▶ [Problem to solve] In the records, find every line with the word "parsed" and copy it out.

▶ [Provided data]
PR #1054, opened 2018-11-05
Support for bitfields

itamarhaber:
WIP - addresses #926 

```python
from redis import StrictRedis, BitField

r = StrictRedis()

r.delete('bfchain')
b = r.bitfield('bfchain').set(8, 0, 1).get(8, 0)
print(b.execute())  # [0, 1]

for i in range(2):
    name = 'bfex{}'.format(i)
    r.delete(name)
    b = BitField()
    b.set(4, 0, i+1)
    b.incrby(2, 1, 2, positional=True)
    print(b.execute(client=r, name=name))  # [0, 3] and [0, 0]

r.delete('bfctx')
with r.bitfield('bfctx') as b:
    b.set(2, 0, 3, signed=False)
    b.overflow(fail=True)
    b.incrby(2, 0, 2)
    print(b.execute())  # [0, None]

```

Signed-off-by: Itamar Haber <itamar@redislabs.com>

PR #1056, opened 2018-11-07
Bitfields

### LINKED ISSUE #926: how to use bitfield command?
how to use bitfield command? Its good to have help doc to explain how to use all redis commands.

andymccurdy:
Shamelessly stole (with consent) @coleifer's bitfield implementation. TBD we should decide if we want to support the slice operations Charles made that look like: https://github.com/coleifer/walrus/blob/617d2efafd3f2021054c228c2e1a1bfcf15f575b/walrus/tests/containers.py#L924

Fixes #926 and provide an alternate implementation to #1054.

### DIFF
--- a/redis/client.py
+++ b/redis/client.py
@@ -1005,6 +1005,13 @@ class StrictRedis(object):
             raise RedisError("Both start and end must be specified")
         return self.execute_command('BITCOUNT', *params)
 
+    def bitfield(self, key):
+        """
+        Return a BitFieldOperation instance to conveniently construct one or
+        more bitfield operations on ``key``.
+        """
+        return BitFieldOperation(self, key)
+
     def bitop(self, operation, dest, *keys):
         """
         Perform a bitwise operation using ``operation`` between ``keys`` and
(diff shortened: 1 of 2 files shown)


andymccurdy:
@coleifer ping, just an FYI. Feel free to comment/participate.

itamarhaber:
@andymccurdy - very nicely done, thanks! I don't see any shame in stealing from the best.

I don't completely agree with overflow being inside incrby, I'm a strict Redis geek after all, but I can live with that :)

As for slicing, I liked @coleifer's suggestion. My pains are the inability (Python's) to support field signage and/or overflowage with it, but perhaps that can be resolved via careful documentation.

coleifer:
righteous! Bear in mind, too, that I stole my initial idea from @itamarhaber's patch, so we're all standing on eachother's shoulders here.

itamarhaber:
I stole mine from Andy's pipeline - a shining proof of [Escherian Relativity](https://en.m.wikipedia.org/wiki/Relativity_(M._C._Escher)).

andymccurdy:
@itamarhaber I added an `overflow()` method just for you :) Also you can now set a `default_overflow` when instantiating a bitfield. This default gets re-applied after the bitfield operation is executed, so if the same instance is used again, the default behavior is still there.

I haven't added slicing yet because of the signage problem. We can always add it later and I don't consider it critical to merging this.

itamarhaber:
Brilliant + I learned about the `extend` list method :)

PR #1057, opened 2018-11-07
CLIENT PAUSE and  type argument in client_list

RoeyPrat:


redis/client.py
```diff
@@ -785,8 +786,20 @@ def client_kill(self, address):
...
+    def client_list(self, _type=None):
+        """
+        Returns a list of currently connected clients.
+        If type of client specified, only that type will be returned.
+        :param _type: optional. one of the client types (normal, master,
+         replica, pubsub)
+        """
         "Returns a list of currently connected clients"
+        if _type is not None:
+            if _type not in ['normal', 'master', 'replica', 'pubsub']:
```
itamarhaber: Perhaps `if str(_type).lower() not in ['normal', 'master', 'replica', 'pubsub']:`?

andymccurdy: Agreed with Itamar.

itamarhaber: Resolved via 0adcc53

itamarhaber:
@andymccurdy you have a clear path to happiness.

PR #1063, opened 2018-11-12
Removes `sudo` from README

### LINKED ISSUE #858: Using sudo with pip is hazardous, remove the recommendation
Mixing pip package management with system package management (apt-get etc) can cause significant issues with the entire Python installation.  It is not uncommon for people to come into #python with damaged installations after having used sudo with pip.  I presume the same goes for the other global installation methods.  The general recommendation is to use virtualenv's for isolation.

Anyways, please consider removing the recommendation of using sudo from the readme.

Cheers,
-kyle

itamarhaber:
Fixes #858

### DIFF
--- a/README.rst
+++ b/README.rst
@@ -16,6 +16,13 @@ Installation
 redis-py requires a running Redis server. See `Redis's quickstart
 <https://redis.io/topics/quickstart>`_ for installation instructions.
 
+redis-py can be installed using `pip` similar to other Python packages. Do not use `sudo`
+with `pip`. It is usually good to work in a
+[virtualenv](https://virtualenv.pypa.io/en/latest/) or
+[venv](https://docs.python.org/3/library/venv.html) to avoid conflicts with other package
+managers and Python projects. For a quick introduction see
+[Python Virtual Environments in Five Minutes](bit.ly/py-env).
+
 To install redis-py, simply:
 
 .. code-block:: bash
--- a/README.rst
+++ b/README.rst
@@ -20,13 +20,13 @@ To install redis-py, simply:
 
 .. code-block:: bash
 
-    $ sudo pip install redis
+    $ pip install redis
 
 or from source:
 
 .. code-block:: bash
 
-    $ sudo python setup.py install
+    $ python setup.py install
 
 
 Getting Started
--- a/README.rst
+++ b/README.rst
@@ -18,10 +18,10 @@ redis-py requires a running Redis server. See `Redis's quickstart
 
 redis-py can be installed using `pip` similar to other Python packages. Do not use `sudo`
 with `pip`. It is usually good to work in a
-[virtualenv](https://virtualenv.pypa.io/en/latest/) or
-[venv](https://docs.python.org/3/library/venv.html) to avoid conflicts with other package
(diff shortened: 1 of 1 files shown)


README.rst
```diff
@@ -20,13 +20,13 @@ To install redis-py, simply:
...
 
-    $ sudo pip install redis
+    $ pip install redis
 
 or from source:
 
 .. code-block:: bash
 
-    $ sudo python setup.py install
+    $ python setup.py install
```
altendky: You are actually supposed to use pip for pretty much all installation.  A local install might be `pip install .` with `.` being the working directory or replaced with whatever path to the directory holding `setup.py`.  Depending how granular you like to be, this could certainly be argued to be a separate change.

README.rst
```diff
@@ -20,13 +20,13 @@ To install redis-py, simply:
 
 .. code-block:: bash
 
-    $ sudo pip install redis
+    $ pip install redis
```
altendky: I think it would be good to provide an explicit mention of `virtualenv` and `venv`.  Maybe something like...

> Redis can be installed using pip similar to other Python packages.  Do not use `sudo` with `pip`.  It is usually good to work in a [virtualenv](https://virtualenv.pypa.io/en/latest/) or [venv](https://docs.python.org/3/library/venv.html) to avoid conflicts with other package managers and Python projects.  For a quick introduction see [Python Virtual Environments in Five Minutes](bit.ly/py-env).

Hopefully someday we have an overall better system for handling all this and a canonical description of how to handle installation, but for now we just have to steer people away from the things that come naturally.  Really, system pip mostly shouldn't be used at all in normal Linux setups (and Windows though it's not quite as problematic there).

README.rst
```diff
@@ -16,17 +16,24 @@ Installation
 redis-py requires a running Redis server. See `Redis's quickstart
 <https://redis.io/topics/quickstart>`_ for installation instructions.
 
+redis-py can be installed using `pip` similar to other Python packages. Do not use `sudo`
+with `pip`. It is usually good to work in a
+[virtualenv](https://virtualenv.pypa.io/en/latest/) or
+[venv](https://docs.python.org/3/library/venv.html) to avoid conflicts with other package
+managers and Python projects. For a quick introduction see
+[Python Virtual Environments in Five Minutes](bit.ly/py-env).
+
```
altendky: Sorry, I was lazy and wrote that in GitHub comment markdown, not RST...  just a minute and I'll translate what you've got here.

altendky:
```rst
redis-py can be installed using ``pip`` similar to other Python packages. Do not use ``sudo``
with ``pip``. It is usually good to work in a `virtualenv`_ or `venv`_ to avoid conflicts
with other package managers and Python projects. For a quick introduction see
`Python Virtual Environments in Five Minutes`_.

.. _`virtualenv`: https://virtualenv.pypa.io/en/latest/
.. _`venv`: https://docs.python.org/3/library/venv.html
.. _`Python Virtual Environments in Five Minutes`: https://bit.ly/py-env
```

itamarhaber: #facepalm :) Should have seen that coming myself

README.rst
altendky: Was this being left for fixing later?

Issue #1664, opened 2021-11-01
pexpire api inconsistency


WisdomPill:
Thanks for wanting to report an issue you've found in redis-py. Please delete this text and fill in the template below.  
It is of course not always possible to reduce your code to a small test case, but it's highly appreciated to have as much data as possible. Thank you!

**Version**: What redis-py and what redis version is the issue happening on? potentially all

**Platform**: What platform / version? (For example Python 3.5.1 on Windows 7 / Ubuntu 15.10 / Azure) potentially all 

**Description**: Description of your issue, stack traces from errors and code that reproduces the issue

`expire` and `pexpire` behave differently like many commands that return 0 or 1, the response is parsed into a boolean.

In the case of `expire` it is parsed as boolean, while with `pexpire` not, even if they are basically doing the same.

Thanks to @puittenbroek who discovered the issue in https://github.com/jazzband/django-redis/pull/565#discussion_r740043060

It is a very quick fix, I would love to start contributing fixing it.

chayim:
@WisdomPill As always, thanks a tonne for reporting this - including the helpful link to the django-redis issue. 

Uhoh, be careful what you wish for! Seriously though, I assigned it to you, since you asked ;). redis/client.py would use the changes in the RESPONSE_CALLBACKS. Those two commands don't currently have int mappings.

I'm hip deep in tests and other things. But - if you think it'll take more than a week, I'm happy to grab it back from you. Otherwise, frankly, I love sharing the load. Bring it!!!

PR #1665, opened 2021-11-01
Added boolean parsing to PEXPIRE and PEXPIREAT

WisdomPill:
### Pull Request check-list

### Description of change

Fixes: #1664 

`pexpire` and `pexpire_at` will behave like their non p* counterpart parsing the return value into a boolean

### DIFF
--- a/redis/client.py
+++ b/redis/client.py
@@ -618,7 +618,8 @@ class Redis(RedisModuleCommands, CoreCommands, object):
     """
     RESPONSE_CALLBACKS = {
         **string_keys_to_dict(
-            'AUTH COPY EXPIRE EXPIREAT PEXPIRE PEXPIREAT HEXISTS HMSET LMOVE BLMOVE MOVE '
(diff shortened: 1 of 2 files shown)


WisdomPill:
@chayim Where should I put the documentation?

I guess some more tests need to have `is True` and `is False` instead of the pain assert which succeeds if a number 0 or 1 is returned.

chayim:
The docs IMHO don't need to change since we're fixing a bug, not changing behaviour. But when merging I'll add the breakingchange label, so that we do the right thing by the community.
Once changes are in and tests pass, we're copacetic.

▶ [Response area]
`expire` and `pexpire` behave differently like many commands that return 0 or 1, the response is parsed into a boolean.
In the case of `expire` it is parsed as boolean, while with `pexpire` not, even if they are basically doing the same.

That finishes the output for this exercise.